*
Derniers extraits de la série, remonter dans la page pour les lire dans l’ordre du livre ou selon pays ou thématiques.
*
Après un chapitre sur le tsunami de 2004 au Sri-Lanka, où l’on voit la même logique de choc économique faire des ravages comparables à ceux que nous avons vus dans le reste du monde (notamment en chassant de la côte les pêcheurs pauvres, sans compensation, pour les remplacer par des installations pour touristes riches), Naomi Klein intitule le dernier chapitre de son livre : Quand la paix ne sert plus à rien – Israël : le signal d’alarme.

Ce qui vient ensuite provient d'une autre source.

PR #2774, opened 2026-04-15
fix(analysis): silence MQTT flood and floor jobqueue stop timeout

tphakala:
## Summary

Two surgical fixes for analysis-pipeline lifecycle edges:

### MQTT "client not available" flood
A live Sentry group surfaced 290 events/month with the pattern "MQTT client not available". Root cause: when `initializeMQTT()` fails at startup (broker unreachable, auth/TLS failure) or the client is between `DisconnectMQTTClient()` and `SetMQTTClient()` during reconfiguration, `p.MqttClient` is nil. Streaming publishers (sound level, publishing at 10-100/sec) called `PublishMQTT` which built a `CategoryMQTTPublish`-tagged error every time, forwarding each one to Sentry.

Fix: `PublishMQTT` now returns new sentinel `ErrMQTTClientNotReady` (plain `errors.New` — no telemetry category). The streaming publisher in `sound_level.go` checks the sentinel with `errors.Is` and silently drops (records a Prometheus metric `client_not_ready`, debug log only). A `sync.Once` emits a single warn on first occurrence so operators still learn MQTT is configured but unreachable; further attempts are silent by design.

The detection pipeline already gates `MqttAction` creation on `mqttClient != nil`, so this sentinel is only needed for streaming (non-detection) publishers.

### Job queue stop timeout floor
A live Sentry group surfaced the error "timed out waiting for jobs to complete after 0s" when `StopWithTimeout` was called with a zero or negative `time.Duration`. This happens when a caller derives the timeout from `context.Deadline()-time.Now()` and the parent context has already expired by the time `Stop` runs.

The canonical caller (processor shutdown) already floors the timeout at `MinJobQueueGracePeriod`. This PR adds a defensive `MinStopTimeout = 500ms` floor inside `StopWithTimeout` itself so any future caller gets the same safety net.

## Details

- `internal/analysis/processor/mqtt.go`: exported `ErrMQTTClientNotReady` sentinel, `PublishMQTT` returns it when client is nil with a once-per-process warn via new `Processor.mqttNotReadyWarnOnce sync.Once` field.
- `internal/analysis/sound_level.go`: sentinel detection via `errors.Is`, silent drop with Prometheus `publishing_errors{stage="client_not_ready"}` metric, debug log only.
- `internal/analysis/jobqueue/queue.go`: `StopWithTimeout(timeout)` floors `timeout <= 0` to `MinStopTimeout` (500ms).
- `internal/analysis/processor/processor.go`: one new `sync.Once` field on `Processor` — most of the diff is gofmt column realignment after the field insert.

## Test Plan

- [x] `go test -race ./internal/analysis/... ./internal/mqtt/...` — PASS
- [x] `TestPublishMQTT_NilClient_WarnsOnlyOnce` — 32 goroutines × 50 calls under `-race` verifies `sync.Once` contract
- [x] `TestPublishSoundLevelToMQTT_ClientNotReady_Idempotent` — 500 iterations stay silent
- [x] `TestStopWithTimeout_{Zero,Negative,Positive}Timeout` — floor contract
- [x] `golangci-lint run -v ./internal/analysis/... ./internal/mqtt/...` — 0 issues

## Summary by CodeRabbit

* **Bug Fixes**
  * MQTT publishing now degrades gracefully when the client is unavailable: emits a single warning and returns a non-fatal no-op instead of repeated errors.
  * Shutdown behavior improved with a minimum timeout floor to avoid edge-case blocking on immediate or non-positive timeouts.

* **Tests**
  * Added tests covering MQTT unavailability, one-time warning behavior, idempotent silent publishing, and shutdown timeout flooring.

### DIFF
--- a/internal/analysis/jobqueue/queue.go
+++ b/internal/analysis/jobqueue/queue.go
@@ -27,6 +27,15 @@ const (
 	// ActionStatsTargetSize is the target size after cleanup (with hysteresis margin)
 	// Set to 80% of max to avoid repeated cleanup triggers
 	ActionStatsTargetSize = int(MaxActionStatsEntries * 0.8)
+
+	// MinStopTimeout is the minimum grace period enforced inside
+	// StopWithTimeout when a caller passes a zero or negative timeout. The
+	// canonical caller (processor shutdown) already floors the timeout at
+	// its own MinJobQueueGracePeriod, but this constant provides a safety
+	// net for any future caller and prevents a 0s select-case fallthrough
+	// that would report "timed out waiting for jobs to complete after 0s"
+	// to telemetry even though the shutdown is behaving correctly.
+	MinStopTimeout = 500 * time.Millisecond
 )
 
 // JobQueue manages a queue of jobs that can be retried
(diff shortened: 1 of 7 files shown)


tphakala:
@coderabbitai All 3 nitpicks fixed in 5878bd50:

1. **jobqueue/stop_timeout_floor_test.go** — consolidated the three separate `TestStopWithTimeout_*` functions into a single table-driven `TestStopWithTimeout_FloorBehavior` with subtests, and replaced the hardcoded `500*time.Millisecond` elapsed assertion with the `MinStopTimeout` constant so the test stays tied to the production contract.
2. **processor/mqtt.go** — tightened `ErrMQTTClientNotReady` and `PublishMQTT` docs to state the sentinel is returned whenever the client reference is nil, regardless of the enabled flag. Matches actual behavior (no gated check on enabled/disabled exists in the function).
3. **sound_level_not_ready_test.go** — added `t.Cleanup(func() { conf.SetTestSettings(prev) })` in all three test functions that mutate the package-global settings, snapshotting the prior value via `conf.GetSettings()` before the override.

« L’économie connaissait une sorte d’ « âge d’or de la croissance généralisée ». En d’autres termes, le monde courait à sa perte, la stabilité était un vain rêve, et l’économie mondiale applaudissait à tout rompre. (…) Aujourd’hui, l’instabilité mondiale ne profite pas qu’à un petit groupe de marchands d’armes ; elle procure au contraire des profits mirobolants au secteur de la sécurité de pointe, à la construction lourde, aux fournisseurs de services de santé qui traitent les soldats blessés, aux secteurs pétrolier et gazier – et évidemment, aux entrepreneurs de l’industrie de la défense. » (p.513)

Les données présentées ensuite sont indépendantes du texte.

PR #2788, opened 2026-04-16
refactor(analysis): consolidate Float32Pool through audiocore buffer.Manager

tphakala:
## Summary

- Delete the duplicate `Float32Pool` implementation in `internal/analysis/float32_pool.go` so there is a single pool module owned by `internal/audiocore/buffer`.
- Thread `*buffer.Manager` through `ProcessData` so the 16-bit conversion hot path reaches pools via `buffer.Manager.Float32Pool(size)`, the existing lazy per-size pool map. This eliminates the silent fallback to `make()` for non-standard chunk sizes.
- Drop the package-level `float32Pool` global, `InitFloat32Pool()` / `ReturnFloat32Buffer()` helpers, and the startup call in `birdnet_service.go`.
- Add `TestConvert16BitToFloat32WithPool_ZeroAllocs` to lock in the reduced allocation profile across standard and non-standard sample sizes.

Part of the ongoing audiocore memory-regression work. This PR only touches the analysis side; router, `AnalysisBuffer.Read`, and new pool types remain for a follow-up.

## Test Plan

- [x] `go vet ./...` clean
- [x] `golangci-lint run -v ./internal/analysis/...` — 0 issues
- [x] `go test -race ./internal/analysis/...` green
- [x] `TestConvert16BitToFloat32WithPool_ZeroAllocs` passes with allocs <= 1 at both the standard `Float32BufferSize` and a non-standard size
- [x] End-to-end sound card validation via ALSA loopback: 7 MQTT detections received over a 3-minute window
- [x] Local CodeRabbit review: no findings

## Summary by CodeRabbit

* **Refactor**
  * Updated audio processing to use an injected buffer manager with per-size pooling, removing a legacy global float32 pool for more efficient, size-aware buffer reuse.

* **Tests**
  * Added a performance test ensuring float32 conversion reuses pooled buffers with minimal allocations.


tphakala:
Thanks for the nitpicks. Addressed both in a709b617:

- **`process_alloc_test.go` nil guard on Put:** applied. Test now mirrors the production guard in `convert16BitToFloat32WithPool`. In practice the test sizes are always positive so nil is unreachable, but the symmetry makes failure modes assert-style rather than panic-style.
- **`_ = sink`:** keeping it. Disagree that it is redundant — `testing.AllocsPerRun` is opaque to the compiler, but `sink` in the enclosing function scope is only ever written and never read without the trailing `_ = sink`, which permits standard dead-store DCE of the closure's assignment. It is 9 bytes of belt-and-suspenders.
- **`process.go` INVARIANT marker:** applied. Added an explicit INVARIANT note near the pool `Put` explaining the Predict-must-copy contract and the use-after-free risk if a future backend retains `sampleData`.

PR #2792, opened 2026-04-17
fix(audio): copy frame data in hlsConsumer.Write before channel send

tphakala:
## Summary

`hlsConsumer.Write` previously handed the caller's `frame.Data` slice header directly to a buffered channel read asynchronously by FFmpeg. Any upstream buffer reuse (for example, when the audiocore router eventually pools its output slices) would race with the FFmpeg reader and corrupt the live audio stream.

This PR copies `frame.Data` once at the top of `Write` so the consumer owns its payload for the lifetime of the channel enqueue. No behaviour change for the live HLS path (still drops oldest frame on channel saturation); cost is one owned copy per frame, orders of magnitude cheaper than the upstream allocations this unblocks pooling for.

Preparation for wiring the existing `buffer.BytePool` / new `Float64Pool` into the audiocore router hot path, which accounts for ~438 GB of 2-day allocation churn in production profiling.

## Test Plan

- [x] New `TestHLSConsumer_WriteDoesNotRetainFrameData` asserts post-Write mutation of the caller's slice is not visible on the channel (fails on main, passes with the fix).
- [x] `go test -race ./internal/api/v2/...` passes.
- [x] `go test -race ./internal/audiocore/... ./internal/analysis/...` passes.
- [x] `golangci-lint run -v` clean.
- [x] Local `coderabbit review --plain -t committed` reports no findings.

## Summary by CodeRabbit

* **Bug Fixes**
  * Prevented a potential race in HLS audio streaming by ensuring audio frame data is copied before asynchronous transmission, so buffers can be safely reused after sending.

* **Tests**
  * Added a unit test confirming transmitted audio frames are isolated from subsequent mutations of the original buffer.

### DIFF
--- a/internal/api/v2/audio_hls.go
+++ b/internal/api/v2/audio_hls.go
@@ -1478,8 +1478,7 @@ func (h *hlsConsumer) Write(frame audiocore.AudioFrame) error { //nolint:gocriti
 	}
 
 	// Copy once up front. Both select arms below need an owned slice.
-	buf := make([]byte, len(frame.Data))
-	copy(buf, frame.Data)
+	buf := slices.Clone(frame.Data)
 
 	select {
 	case h.ch <- buf:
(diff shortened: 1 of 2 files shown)


tphakala:
@coderabbitai addressed the `slices.Clone` nitpick in 52ef2638 — matches the 59 existing `slices.Clone` uses in the project. No Gemini re-review requested: first pass returned no feedback and this is a one-line idiomatic swap.

PR #2798, opened 2026-04-17
fix(analysis): defer SaveAudioAction read for Extended Capture tails

### LINKED ISSUE #2789: bug: Failed to read capture buffer for audio export component

nightly-20260414 Build Date: 2026-04-14T08:38:02Z

### Install method

Docker run / docker-compose (manual, ghcr.io/tphakala/birdnet-go)

### Device type

PC / Server (x86_64)

Debian 13

### Hardware details

- Ram: 16 GB
- Storage: NVME
-  HTTP Stream

### Description

On versions past 20260322, if Extended Capture is enabled, I get the errors like the following:

 ```ERROR [analysis.processor] Failed to read capture buffer for audio export component=analysis.processor.actions detection_id=TUFT_1616_c71d error="requested segment exceeds written data" source=http://xxx begin_time=2026-04-16T16:15:50-04:00 duration_seconds=44 operation=capture_buffer_read_for_export```

By disabling this option, it operates as before.  

### Steps to reproduce

1. Enable "Extended Capture", under the Recordings settings. I set Max Duration to 30s.
2. Restart if asked and then wait for a few captures. Once the first error shows up, it seems like all subsequent captures will fail. The detection is logged, but you are unable to review the audio or spectrogram.

### Expected behaviour

Audio and spectrograms will generate without error when the `Extended Capture` option is selected.

### Actual behaviour

 ```ERROR [analysis.processor] Failed to read capture buffer for audio export component=analysis.processor.actions detection_id=TUFT_1616_c71d error="requested segment exceeds written data" source=http://xxx begin_time=2026-04-16T16:15:50-04:00 duration_seconds=44 operation=capture_buffer_read_for_export```

### Relevant log output

```shell

```

_No response_

### Pre-submission checks

- [x] I am running the latest release or have tested with the `:dev` container image.

### Additional context

I tested with both 20260414 and the latest :dev container. Reverting back to 20260322 restores full functionality.

tphakala:
## Summary

Fixes #2789. When Extended Capture is enabled, the audio export path silently drops every clip with `error="requested segment exceeds written data"`.

`buildSaveAudioAction` computes `captureLength` from `EndTime - BeginTime + PreCapture` and then eagerly calls `readCaptureSegment`. With an extended clip whose tail has not yet been written to the ring buffer, `ReadSegment` correctly returns `ErrInsufficientData` because `endByteOffset > writtenBytes`. The resulting `SaveAudioAction` has nil `pcmData`, its `Execute()` becomes a no-op, and the user loses both audio and spectrogram for the affected detections.

## Fix

Defer the read when `captureEndTime` is in the future:

- `buildSaveAudioAction` returns a `SaveAudioAction` populated with `bufferMgr`, `sourceID`, `beginTime`, `duration`, and `readyAt` instead of `pcmData`.
- `SaveAudioAction.Execute()` checks these fields: if `readyAt` is still future it returns a sentinel `errAudioExportDeferred`; once `readyAt` has passed it reads from the capture buffer and falls through to the existing encode path.
- `getJobQueueRetryConfig` enables retry for deferred `SaveAudioAction` only. `MaxRetries` is computed from `duration` so short clips fail fast (6 retries, ~61s) while a `MaxExtendedCaptureDuration` (1200s / 20 min) tail still has enough schedule to complete. Backoff parameters (1s initial, 30s cap, 2.0x) are constant.
- If encoding fails after the buffer read, the populated `pcmData` lets the next retry skip straight to encode without re-reading a buffer that may have rolled over.

## Memory impact

Strictly better for Extended Capture. The pre-fix path eagerly copied up to ~5.8 MB of PCM per queued action. Deferred actions hold only a `buffer.Manager` pointer and a few timestamps until `readyAt`, then allocate `pcmData` at execute time.

## Test plan

- [x] Unit tests in `internal/analysis/processor/save_audio_action_test.go`:
  - defers with `errAudioExportDeferred` when `readyAt` is in the future
  - reads the capture buffer and writes a WAV when `readyAt` has passed
  - propagates errors from a missing capture source (final retry failure)
  - retry config is enabled with the backoff constants
  - eager `SaveAudioAction` (non-deferred) has retry disabled
  - `MaxRetries` schedule covers capture duration + margin across the supported range (10s / 60s / 300s / 1200s)
- [x] `golangci-lint run -v` clean
- [x] `go test -race` passes across `internal/analysis/processor/`
- [x] `coderabbit review --plain -t uncommitted` reports no findings
- [ ] Manual: enable Extended Capture, trigger several detections, confirm audio + spectrogram files appear on disk

## Summary by CodeRabbit

* **Bug Fixes**
  * Improved audio export reliability: exports now defer and automatically retry when capture data isn’t yet available, reducing failed/empty exports. Retry timing adapts to capture length so longer recordings get longer retry windows.
* **Tests**
  * Added tests covering deferred export behavior, retry scheduling, and success/failure cases to ensure robust behavior.

### DIFF
--- a/internal/analysis/processor/actions_database.go
+++ b/internal/analysis/processor/actions_database.go
@@ -14,9 +14,16 @@ import (
 	"github.com/tphakala/birdnet-go/internal/conf"
 	"github.com/tphakala/birdnet-go/internal/datastore"
 	"github.com/tphakala/birdnet-go/internal/detection"
+	"github.com/tphakala/birdnet-go/internal/errors"
 	"github.com/tphakala/birdnet-go/internal/events"
 	"github.com/tphakala/birdnet-go/internal/logger"
 )
+
+// errAudioExportDeferred signals that SaveAudioAction cannot yet read the
+// requested capture segment because the tail of the clip is still being
+// written (Extended Capture). The job queue's retry mechanism re-runs the
+// action after a backoff delay until the buffer has caught up.
+var errAudioExportDeferred = errors.NewStd("audio export deferred until capture tail is available")
 
 // Execute logs the note to the log file.
 // Note: File logging errors are logged but not returned. This is intentional because:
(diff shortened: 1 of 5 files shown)


tphakala:
@coderabbitai Thanks for the review.

- **Tautological sentinel test**: fixed in cf5317b1. The test now wraps `errAudioExportDeferred` with `fmt.Errorf %w` and asserts `errors.Is` on the wrapped form, so the unwrap path is actually exercised.
- **Transient vs permanent buffer errors**: agreed this is a real improvement, but keeping it out of scope for this PR. The behavior is bounded (45 retries for the 1200s worst case) and you flagged it as non-blocking. I'll track it as a follow-up; the clean approach is a jobqueue-recognized non-retryable error wrapper applied when `CaptureBuffer` returns a "source not registered" error or `ReadSegment` returns the "endTime is before buffer's start time" case. That lands best as its own PR alongside the matching jobqueue change.

tphakala:
@coderabbitai No need, I'll track that one internally. Thanks.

« Pendant les années 1990, environ un million de juifs quittèrent l’ex-Union soviétique pour Israël. Les immigrants qui s’y établirent pendant cette période comptent aujourd’hui pour plus de 18 % de la population totale d’Israël. (…) À l’échelle de l’Europe, c’est comme si toute la Grèce transportait ses pénates en France. (…) Arrivés en Israël sans le sou après avoir vu leurs économies englouties par les dévaluations qu’avait entraînées la thérapie de choc, de nombreux habitants de l’ex-Union soviétique se laissaient facilement tenter par les territoires occupés, où les maisons et les appartements étaient beaucoup moins chers, sans parler des primes et des prêts spéciaux qu’on leur faisait miroiter. » (pp 521-523)

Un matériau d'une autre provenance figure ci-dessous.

PR #2821, opened 2026-04-20
[codex] Update Estonian BirdNET label translations

alarmatwork:
## What changed

This updates `internal/classifier/data/labels/V2.4/BirdNET_GLOBAL_6K_V2.4_Labels_et_ee.txt` by replacing English common names with Estonian names where an exact Latin-name match was available from official EOÜ naming sources.

## Why

The Estonian labels file contained many entries that were still left in English after the `_` separator. This makes the locale file inconsistent and less useful for Estonian users.

## Impact

The Estonian label set now uses EOÜ-backed Estonian bird names for matched taxa, while preserving the original Latin taxon keys.

## Validation

I cross-checked the replacements against the linked EOÜ Estonian bird list and the EOÜ world bird names page, matching by Latin name and preferring the Estonia-list wording where both sources covered the same species.

## Sources

- https://www.eoy.ee/ET/list-of-estonian-birds/
- https://www.eoy.ee/ET/16/31/birdnames/


alarmatwork:
Superseded by #2822, which renames the branch and updates the commit/PR metadata to match CONTRIBUTING.md while keeping the same translations update and source references.

PR #2841, opened 2026-04-21
fix: pick up config changes from UI

bo0tzz:
I noticed that weather api requests on my instance were still using old coordinates from before I changed the setting. I saw that there's a few other places with potentially similar behaviour, so figured I'd fix it a bit more broadly.

## Summary by CodeRabbit

* **New Features**
  * Spectrogram generation now samples runtime configuration once per job so export path, size/raw, style, dynamic range, and audio-tool paths take immediate effect.

* **Bug Fixes / Behavior**
  * Weather service pins the chosen provider at startup; provider selection won’t change on hot-reload.

* **Tests**
  * Added tests covering hot-reload of coordinates/API key and provider-pinning behavior.

### DIFF
--- a/internal/conf/config.go
+++ b/internal/conf/config.go
@@ -1883,6 +1883,21 @@ func GetSettings() *Settings {
 	return settingsInstance.Load()
 }
 
+// CurrentOrFallback returns the latest published settings snapshot, or the
+// supplied fallback when none has been published. It exists so long-lived
+// services can pick up UI edits without a restart: capture the initial
+// *Settings in a field, then call conf.CurrentOrFallback(s.settings) whenever
+// the value is actually read. In production the fallback is effectively
+// unreachable (settings are always loaded before services start); it's there
+// so unit tests that inject a custom *Settings into a struct literal — without
+// touching the package-global atomic pointer — keep working.
+func CurrentOrFallback(fallback *Settings) *Settings {
+	if latest := settingsInstance.Load(); latest != nil {
+		return latest
+	}
+	return fallback
+}
+
 // StoreSettings publishes a new *Settings snapshot atomically. Callers must
 // not mutate the pointee after calling StoreSettings; readers may observe the
 // snapshot concurrently through GetSettings. The canonical writer pattern is:
--- a/internal/spectrogram/generator.go
+++ b/internal/spectrogram/generator.go
@@ -227,8 +227,10 @@ func (g *Generator) currentSettings() *conf.Settings {
 
 // getDynamicRange returns the configured dynamic range value for Sox -z parameter.
 // Returns the default value ("100") if not configured or if an invalid value is set.
-func (g *Generator) getDynamicRange() string {
-	dr := g.currentSettings().Realtime.Dashboard.Spectrogram.DynamicRange
+// The settings snapshot is threaded in from the public entry point so the
+// whole generation sees a consistent view.
+func (g *Generator) getDynamicRange(settings *conf.Settings) string {
+	dr := settings.Realtime.Dashboard.Spectrogram.DynamicRange
 	if dr == "" {
 		return defaultDynamicRange
 	}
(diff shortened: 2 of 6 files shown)


tphakala:
Thanks for tracking this down and fixing it! The stale-coordinates bug is real and annoying, and I appreciate you looking at the spectrogram paths too, not just the weather service.

I went through the diff and have a couple of things I'd like to address before merging:

**Snapshot consistency in `processJob` and generator methods**

In `fetchAndSave` you correctly capture `currentSettings` once at the top and reuse it throughout the function. But in `processJob` (and the generator methods like `generateWithSoxFile`, `getSoxSpectrogramArgs`, etc.), `currentSettings()` is called multiple times independently. Each call does an atomic load, so if someone saves settings mid-job, `Size` could come from one snapshot and `Raw` from another.

Could you capture the settings once at the top of `processJob` and pass it through? Same idea as what you already did in the weather service. For the generator, the cleanest approach would be to capture it once per public entry point (`GenerateFromFile`, `GenerateFromPCM`) and thread it through the private methods.

**Provider name drift in weather metrics**

In `fetchAndSave`, `providerName` now reads from the fresh settings snapshot. But `s.provider` is still the one created at startup (as your comment correctly notes). If someone changes the provider in settings without restarting, the metrics and logs would be tagged with the new provider name while the actual requests still go through the old one.

I think the safest fix is to pin the provider name at construction time, maybe as a field on the Service struct, so it always matches the actual provider in use.

**Minor things (not blocking)**

- The `CurrentOrFallback` helper works, but you could also just call `conf.GetSettings()` directly since the test already calls `StoreSettings()`. Up to you, either way is fine.
- The test could use a short comment explaining why it's not `t.Parallel()` (we have that pattern in `config_race_test.go` for the same reason).

Let me know if you have questions about any of this. Happy to help if anything's unclear about how the settings atomic pointer works in the rest of the codebase.

bo0tzz:
Addressed all three review items in 350910a9:

**Provider name drift** — added a `providerName string` field on `Service` pinned at construction based on the actual provider implementation selected. All subsequent logs, metrics, and error-context use `s.providerName` instead of re-reading from the settings snapshot, so switching provider via the UI would never mislabel an in-flight request. Added `TestNewService_PinsProviderName` to document this.

**Snapshot consistency in `processJob` and generator methods** — both components now capture one snapshot per unit of work:
- `PreRenderer.processJob` captures `settings := pr.currentSettings()` at the top and threads it into `normalizeSpectrogramPath` and the subsequent `Size`/`Raw`/log reads. `normalizeSpectrogramPath` now takes a `*conf.Settings` so both callers (Submit path + processJob) control consistency.
- `Generator.GenerateFromFile` and `GenerateFromPCM` capture once and thread the snapshot through every internal method (`generateWithSoxFile`, `generateWithSoxDirect`, `generateWithFFmpegSoxPipeline`, `generateWithSoxPCM`, `generateWithFFmpeg`, `getSoxArgs`, `getSoxSpectrogramArgs`, `getDynamicRange`). `GetSoxSpectrogramArgsForTest` captures once internally.
- Generator-internal calls to `g.currentSettings()` are gone; only the three public entry points (and `GetSoxSpectrogramArgsForTest`) read from the global. The PreRenderer→Generator boundary still takes two snapshots by design — `Size`/`Raw` cross as per-call parameters, and render-engine config (`Style`, paths, etc.) belongs to the Generator's side.

**Test isolation (CodeRabbit + your note on `t.Parallel`)** — `TestFetchAndSave_HotReloadCoordinates` now captures `conf.GetSettings()` and restores it via `t.Cleanup`, and has a comment explaining why it skips `t.Parallel()` (matches the pattern in `config_race_test.go`).

On `CurrentOrFallback` — I kept it because the existing `&Service{settings: ...}` struct-literal tests in `weather_test.go` don't touch global conf state, so the fallback path is what lets those tests keep working without having to `StoreSettings` in each. Happy to simplify if you'd prefer the test churn instead.

tphakala:
Addressed the remaining CodeRabbit feedback:

**Test constants nitpick** - Fixed in 7830f111. The `TestNewService_PinsProviderName` test table now uses `yrNoProviderName`, `openWeatherProviderName`, and `wundergroundProviderName` constants instead of string literals. The previous commit (1acb6c61) already fixed the same issue in `NewService` itself.

**sunCalc stale coordinates (outside-diff)** - Valid observation, but out of scope for this PR. The `sunCalc` is pinned at startup with the initial lat/lon; after a coordinate change, sunrise/sunset in `DailyEvents` still uses the old location. This is a separate fix that should be tracked independently rather than expanding the scope of this community contribution. Filed as a follow-up.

« Les nouveaux arrivants jouèrent un rôle décisif dans le boom. Parmi les centaines de milliers de Soviétiques qui débarquèrent en Israël dans les années 1990, il y avait plus de scientifiques bardés de diplômes que n’en avait formé le plus important institut du pays au cours de ses 80 années d’existence. On trouvait dans leurs rangs bon nombre de savants qui avaient aidé l’Union soviétique à se maintenir pendant la Guerre froide. Ils furent, ainsi que le déclara un économiste israélien, « le carburant qui propulsa l’industrie de la technologie. (…) L’ouverture des marchés promettait des bénéfices de part et d’autre du conflit, mais, à l’exception d’une élite corrompue entourant Arafat, les Palestiniens ne profitèrent absolument pas du boom de l’après-Oslo. Le principal obstacle fut le bouclage imposé en 1993. (…) La fermeture abrupte des frontières en 1993 eut des effets catastrophiques sur la vie économique palestinienne. (…) Les travailleurs ne pouvaient pas travailler, les commerçants ne pouvaient pas vendre leurs produits, les agriculteurs ne pouvaient pas se rendre dans leurs champs. (…) En 1996, affirme Sara Roy, qui a analysé en détail l’impact économique du bouclage, « 66 % des membres de la population active palestinienne étaient au chômage ou gravement sous-employés. » (p.524)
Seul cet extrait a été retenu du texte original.